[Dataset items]
==============================

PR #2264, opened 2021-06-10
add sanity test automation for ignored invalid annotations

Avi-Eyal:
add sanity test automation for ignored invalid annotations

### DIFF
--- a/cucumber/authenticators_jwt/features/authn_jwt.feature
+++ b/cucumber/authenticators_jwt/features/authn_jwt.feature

==============================

* _YOUR OBJECTIVE_: Write out the line containing "--- a/cucumber/authenticators_jwt/features/authn_jwt.feature" and every line after it through the end of the entries. Keep each one exactly as it is, and add nothing.

* _REPLY_:
--- a/cucumber/authenticators_jwt/features/authn_jwt.feature
+++ b/cucumber/authenticators_jwt/features/authn_jwt.feature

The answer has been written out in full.